En 2003, en même temps que Su-Mei Tse remportait le Lion d’or pour le meilleur pavillon national, Jill Mercedes réalisait son projet Talking to strangers, avec lequel elle offrait aux personnes rencontrées une larme-spermatozoïde en verre ayant la particularité de tomber en poussière dès que l’on brisait son flagelle.
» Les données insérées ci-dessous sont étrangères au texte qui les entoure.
PR #123, opened 2022-04-06
Feat: renameIndex method

Meldiron:
Adds `renameIndex` method

### DIFF
--- a/src/Database/Database.php
+++ b/src/Database/Database.php
@@ -632,6 +632,38 @@ class Database
     }
 
     /**
+     * Rename Index
+     *
+     * @param string $collection
+     * @param string $id
+     * @param string $name
+     *
+     * @return bool
+     */
+    public function renameIndex(string $collection, string $id, string $name): bool
+    {
+        $collection = $this->getCollection($collection);
+
+        $indexes = $collection->getAttribute('indexes', []);
+
+        foreach ($indexes as $key => $value) {
+            if (isset($value['$id']) && $value['$id'] === $id) {
+                $indexes[$key]['key'] = $name;
+                $indexes[$key]['$id'] = $name;
+                break;
+            }
+        }
+
+        $collection->setAttribute('indexes', $indexes);
+
+        if ($collection->getId() !== self::METADATA) {
+            $this->updateDocument(self::METADATA, $collection->getId(), $collection);
+        }
+
+        return $this->adapter->renameIndex($collection->getId(), $id, $name);
+    }
+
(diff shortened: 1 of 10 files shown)


Meldiron:

src/Database/Database.php
```diff
@@ -631,6 +631,54 @@ public function renameAttribute(string $collection, string $id, string $name): b
...
+     */
+    public function renameIndex(string $collection, string $id, string $name): bool
+    {
+        $collection = $this->getCollection($collection);
+
+        $indexes = $collection->getAttribute('indexes', []);
+
+        $index = \array_search($id, \array_map(function($index) {
+            return $index['$id'];
+        }, $indexes));
```
TorstenDittmann, line 651: Instead of `array_map`, you can use `array_columns` - which will not do a iteration.

TorstenDittmann: and if you don't need the value of `$index`, you can use `in_array` - then you don't need to iterate once.

src/Database/Database.php
```diff
@@ -631,6 +631,54 @@ public function renameAttribute(string $collection, string $id, string $name): b
...
+
+        if($index === false) {
+            throw new Exception('Index not found');
+        }
+
+        $indexNew = \array_search($name, \array_map(function($index) {
+            return $index['$id'];
+        }, $indexes));
```
TorstenDittmann, line 659: same comment as above.

src/Database/Database.php
Meldiron: Done both, in both cases.

src/Database/Database.php
Meldiron: Done both, in both cases.

TorstenDittmann (approved):

src/Database/Database.php
```diff
@@ -631,6 +631,54 @@ public function renameAttribute(string $collection, string $id, string $name): b
...
+     */
+    public function renameIndex(string $collection, string $old, string $new): bool
+    {
+        $collection = $this->getCollection($collection);
+
+        $indexes = $collection->getAttribute('indexes', []);
+
+        $index = \in_array($old, \array_map(function($index) {
+            return $index['$id'];
+        }, $indexes));
```
TorstenDittmann, line 651: I think arrow functions are less noisy 👀

Meldiron: Updated.

TorstenDittmann (approved):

Quant à Jacques Charlier, son projet 100 Sexes d’artistes, organisé en 2009 depuis le Luxembourg, connut un grand succès artistique et médiatique suite à la censure grotesque exercée par la biennale et la ville de Venise.
Lady Rosa of Luxembourg de Sanja Ivekovic avait provoqué une polémique d’une ampleur inouïe dans le pays en 2001, avant de connaître un succès international et d’être exposée au MoMA de New York en 2011. À cette occasion, Jerry Frantz publia une carte postale représentant la Gëlle Fra enceinte estampillée « Entartete Kunst ».
En 2006, dans le cadre de son exposition Ovunque a casa propria au Casino Luxembourg, Luca Vitone avait fait hisser un drapeau de six mètres sur neuf sur le mât qui surplombe la vallée de la Pétrusse ; sa couleur noire est celle des anarchistes, sa roue rouge symbolise les peuples nomades et sans terre que sont les Roms, mais qui pourrait aussi valoir pour le nombre grandissant de gens contraints de fuir dans le monde.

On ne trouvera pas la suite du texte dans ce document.